### What this task involves
A word-for-word copy of the whole listing is required.

### Data extract

PR #898, opened 2026-09-15
feat(local): standardize positional instance names

### LINKED ISSUE #889: Standardize local instance selectors on positional names with hidden --name compatibility
## Problem

The same local instance is addressed differently across commands:

| Family | Start | Stop/remove | Client | Dotenv |
| --- | --- | --- | --- | --- |
| ClickHouse | positional or `--name` | positional or hidden `--name` | `--name` only | `--name` only |
| Postgres | `--name` only | positional only | `--name` only | `--name` only |

For example, `local postgres start dev` fails but `local postgres stop dev` succeeds; the reverse is true for `--name dev`.

Part of the v0.5.0 consistency work in #757.

## Target behavior

Local instances have names rather than alternative resource IDs. Make positional `[NAME]` the advertised form everywhere an instance is selected or started:

```text
local server start [NAME]
local server stop [NAME]
local server remove [NAME]
local server dotenv [NAME]
local client [NAME] [OPTIONS] [-- <ARGS>...]
local postgres start [NAME]
local postgres stop [NAME]
local postgres remove [NAME]
local postgres dotenv [NAME]
local postgres client [NAME] [OPTIONS] [-- <ARGS>...]
```

Keep names optional. This is a syntax standardization; retain existing bare-command defaults, automatic start naming, stop selection, remove safeguards, and Postgres major-version disambiguation.

Support a hidden `--name NAME` compatibility form on all these commands. Preserve existing client `-n` compatibility as hidden too. Reject positional plus flag input, even when the strings match.

## Acceptance

- [ ] All ten commands parse positional names and hidden `--name` consistently; existing short-name aliases remain accepted but unadvertised.
- [ ] No-name behavior is preserved, including generated start names, ClickHouse stop auto-selection, and conservative remove behavior. Do not make bare starts fail or broaden deletion selection.
- [ ] Both clients preserve direct host/port conflicts with managed names and their existing version rules.
- [ ] `--` remains mandatory for native arguments. Tokens after it remain opaque native-client/server arguments and cannot be consumed as the wrapper name or flags.
- [ ] Remove/update the ClickHouse client's custom usage override so positional NAME is actually shown. Normalize all lifecycle/client/dotenv help and README examples.
- [ ] Preserve name validation and prove positional/compatibility forms select the same instance in focused local subprocess tests.
- [ ] Cover conflicts, omitted names, explicit `default`, custom names, direct mode, and passthrough boundaries in clap tests.
- [ ] Run all required CLI gates and affected local integration tests; update classifiers if adding files.

Source: `crates/clickhousectl/src/local/cli.rs`, `src/local/mod.rs`, `src/local/postgres.rs`, and local selector/compatibility subprocess tests.

sdairs:
All ten local instance commands now accept optional positional `[NAME]`: ClickHouse and Postgres start, stop, remove, client, and dotenv. Hidden `--name` compatibility remains available everywhere, including existing client `-n` aliases. Mixing positional and flag selectors is a usage error even when their values match.

Dispatch preserves omitted-name defaults, generated start names, conservative removal, Postgres major-version selection, direct connection constraints, and opaque native arguments after `--`. README examples and connection hints use positional names.

Validation: 272 local unit tests and 38 focused subprocess tests passed (one existing real-Docker test ignored); telemetry-disabled all-target clippy, formatting, and diff checks passed. Full combined-stack CLI gates will be recorded after integration.

Closes #889.
Part of #757.


iskakaushik (approved):
LGTM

### Solution to this problem
PR #898, opened 2026-09-15
feat(local): standardize positional instance names

### LINKED ISSUE #889: Standardize local instance selectors on positional names with hidden --name compatibility
## Problem

The same local instance is addressed differently across commands:

| Family | Start | Stop/remove | Client | Dotenv |
| --- | --- | --- | --- | --- |
| ClickHouse | positional or `--name` | positional or hidden `--name` | `--name` only | `--name` only |
| Postgres | `--name` only | positional only | `--name` only | `--name` only |

For example, `local postgres start dev` fails but `local postgres stop dev` succeeds; the reverse is true for `--name dev`.

Part of the v0.5.0 consistency work in #757.

## Target behavior

Local instances have names rather than alternative resource IDs. Make positional `[NAME]` the advertised form everywhere an instance is selected or started:

```text
local server start [NAME]
local server stop [NAME]
local server remove [NAME]
local server dotenv [NAME]
local client [NAME] [OPTIONS] [-- <ARGS>...]
local postgres start [NAME]
local postgres stop [NAME]
local postgres remove [NAME]
local postgres dotenv [NAME]
local postgres client [NAME] [OPTIONS] [-- <ARGS>...]
```

Keep names optional. This is a syntax standardization; retain existing bare-command defaults, automatic start naming, stop selection, remove safeguards, and Postgres major-version disambiguation.

Support a hidden `--name NAME` compatibility form on all these commands. Preserve existing client `-n` compatibility as hidden too. Reject positional plus flag input, even when the strings match.

## Acceptance

- [ ] All ten commands parse positional names and hidden `--name` consistently; existing short-name aliases remain accepted but unadvertised.
- [ ] No-name behavior is preserved, including generated start names, ClickHouse stop auto-selection, and conservative remove behavior. Do not make bare starts fail or broaden deletion selection.
- [ ] Both clients preserve direct host/port conflicts with managed names and their existing version rules.
- [ ] `--` remains mandatory for native arguments. Tokens after it remain opaque native-client/server arguments and cannot be consumed as the wrapper name or flags.
- [ ] Remove/update the ClickHouse client's custom usage override so positional NAME is actually shown. Normalize all lifecycle/client/dotenv help and README examples.
- [ ] Preserve name validation and prove positional/compatibility forms select the same instance in focused local subprocess tests.
- [ ] Cover conflicts, omitted names, explicit `default`, custom names, direct mode, and passthrough boundaries in clap tests.
- [ ] Run all required CLI gates and affected local integration tests; update classifiers if adding files.

Source: `crates/clickhousectl/src/local/cli.rs`, `src/local/mod.rs`, `src/local/postgres.rs`, and local selector/compatibility subprocess tests.

sdairs:
All ten local instance commands now accept optional positional `[NAME]`: ClickHouse and Postgres start, stop, remove, client, and dotenv. Hidden `--name` compatibility remains available everywhere, including existing client `-n` aliases. Mixing positional and flag selectors is a usage error even when their values match.

Dispatch preserves omitted-name defaults, generated start names, conservative removal, Postgres major-version selection, direct connection constraints, and opaque native arguments after `--`. README examples and connection hints use positional names.

Validation: 272 local unit tests and 38 focused subprocess tests passed (one existing real-Docker test ignored); telemetry-disabled all-target clippy, formatting, and diff checks passed. Full combined-stack CLI gates will be recorded after integration.

Closes #889.
Part of #757.


iskakaushik (approved):
LGTM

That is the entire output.